What Have I Learnt…….So Far?
- People grieve differently, there’s no right way to mourn
- Website contact pages, specifically set up to provide support for mental health issues, don’t respond that day or the next or the next
- The least likely people are hugely generous of spirit and others, you’d maybe expect to hear more from, you don’t
- The police and paramedics may be efficient, quiet and possibly show little sympathy or obvious kindness to those who have just found the body – except if you’re like the one female paramedic who felt Charlotte’s pain and shed a tear also
- When someone takes their own life, the police and the Coroner’s office take many of their close personal effects, including the Note they left for you and 2 weeks later you still won’t be able to see their final thoughts written down
- The sudden and traumatic manner of suicide increases the volume of hurt you feel ten-fold.

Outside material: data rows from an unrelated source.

PR #72, opened 2026-06-26
Consume querystore behind a QueryStoreClient seam

pmanko:
A thin client contract between the chart-build and querystore so the retrieval source is swappable (in-process now, HTTP later) without touching the byte-producing serializer.

- `QueryStoreClient` (getPatientChart / searchByPatient) over a `QueryRecord` DTO (no embedding).
- `InProcessQueryStoreClient` (default) wraps `Context.getService(QueryStoreService.class)`.
- `QueryStoreChartBuilder` resolves the client via the registered component; `QueryRecord` throughout; all timing / preFilter / degrade-to-empty logic unchanged.

Behaviour-preserving — the chart bytes are unchanged. `QueryStoreChartBuilderTest` (17) green (identical mapping + focus uuids + obs-group pass-through + degrade-to-empty).


dkayiwa:
I spent real time on this one because a transport seam is a legitimate idea. I am closing it for three reasons, each checked against current main (5223f92) and this branch's head.

First, the seam's job is already served, deliberately. QueryStoreChartBuilder resolves the service through the protected resolveQueryStoreService() override (line 296), which is the documented test seam and exactly where QueryStoreChartBuilderTest already injects its stub; this PR's test change retargets that same stub onto a new interface. The typed bridge (provided-scope querystore-api dependency plus require_module) is a decision rather than an accident: it turns API drift between the two modules into a compile error on our only retrieval path. This branch itself tried reflective decoupling earlier (74c6912a) and reverted to the typed bridge (6e43b2b0).

Second, the abstraction does not cover today's querystore touchpoints, so the stated goal (switch to HTTP later without chartsearchai changing) does not hold. buildFocused (QueryStoreChartBuilder line 182, added by #69 for progressive reasoning) appears nowhere in this diff, and CitationGroundingVerifier resolves querystore's EmbeddingProvider directly (lines 129-132). A rebase would not compile without redesigning the client around both.

Third, and decisive: merged as-is this branch silently regresses two shipped features.

1. ChartAnswer's constructor chain now ends in `this.safetyWarnings = java.util.Collections.emptyList();`, discarding the parameter. On main, LlmInferenceService passes drugSafetyValidator.validate(...) into exactly that constructor at two sites and the REST layer serializes getSafetyWarnings(), so every drug-safety warning from #41 and #73 becomes an empty list. No exception, no failing test; the warnings just stop appearing in answers.
2. The rewritten LocalLlmEngine keeps kvCacheKey only in the warmup path, while main also uses it in inferStreaming (line 218 at 5223f92). The query-path disk KV cache from #70/#71 quietly disappears and cold-query latency regresses.

Those two are the silent kind of breakage, which is why I am strict here. Add that the branch carries the full fork lineage (chat persistence, an 891-line ModelSwitchService, a blocks output channel, an endpoint registry) rather than the thin seam the title describes, that the new tests are Mockito-based (mock-maker-inline is added) against the no-mocks rule in CLAUDE.md while the one genuinely new production mapping (QueryDocument to QueryRecord) has no test at all, and that GitHub reports the branch conflicting with no CI run on it.

If an out-of-process querystore becomes a roadmap item (for example a REST transport we want to consume), I would welcome a seam-only PR against current main that covers all three touchpoints (build, buildFocused, grounding embeddings) and proves chart bytes identical through the new layer. Multi-turn chat deserves its own conversation with the drug-safety and grounding path preserved; see my note on #20 for the pieces of that design worth keeping.

pmanko:
Closing as superseded by #157. #157 consumes querystore-api directly (QueryStoreChartBuilder uses the typed PatientChartRead and ContextSlice from QueryStore ADR Decision 17) rather than through a QueryStoreClient seam, and it carries the rebuilt conversation model (ConversationService) in place of the ChatService stack this branch bundled. Nothing from this branch is kept separately.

- I’m still learning this new rule book for life as the days go by
The final word
Possibly like you, I’ve always been touched by the mental health awareness posts I’ve read, the annual Children in Need event or the appeal adverts showing starving children on TV and sometimes I’ve donated and always thought how awful it is, before lapsing back into normal life.
You always think these things won’t come knocking on your door, “It happens to other people” and then one day your world is shattered into a million pieces!
Look after those around you, listen to them more, be there, don’t be scared to question the signs you see and ask the difficult questions, you might just make a difference by doing so.
Bless you all this Christmas and to those who have been in touch with me personally, thank you from the bottom of my heart.